> **TASK OBJECTIVE**
The records appear below. Copy each one exactly.

> **PROVIDED INFORMATION**
PR #8933, opened 2020-03-31
adds media tests files

daminebenq:
these media files are used for webcams test
audio tests
and presentation tests


fcecagno:
A smaller file won't fix the conceptual problem of having a large asset file in the repository - every single clone of this repo will bring the file in, so I advice we keep it out of the repository if possible.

> **WRITTEN RESPONSE**
PR #8933, opened 2020-03-31
adds media tests files

daminebenq:
these media files are used for webcams test
audio tests
and presentation tests


fcecagno:
A smaller file won't fix the conceptual problem of having a large asset file in the repository - every single clone of this repo will bring the file in, so I advice we keep it out of the repository if possible.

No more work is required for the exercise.